◆ Task material
PR #609, opened 2017-04-01
change: Require err to be error by calling Error

petertseng:
As part of #275

Good opportunity to discuss: Do we still want to keep doing things like this to ensure that return values are of type `error`, or are we OK with assuming the student understands this by the time they get to a certain point in the track?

◆ Task description
Only the lines from the one containing "As part of #275" through the last line of the records are to be set down, exactly as they appear.

◆ Response area
As part of #275

Good opportunity to discuss: Do we still want to keep doing things like this to ensure that return values are of type `error`, or are we OK with assuming the student understands this by the time they get to a certain point in the track?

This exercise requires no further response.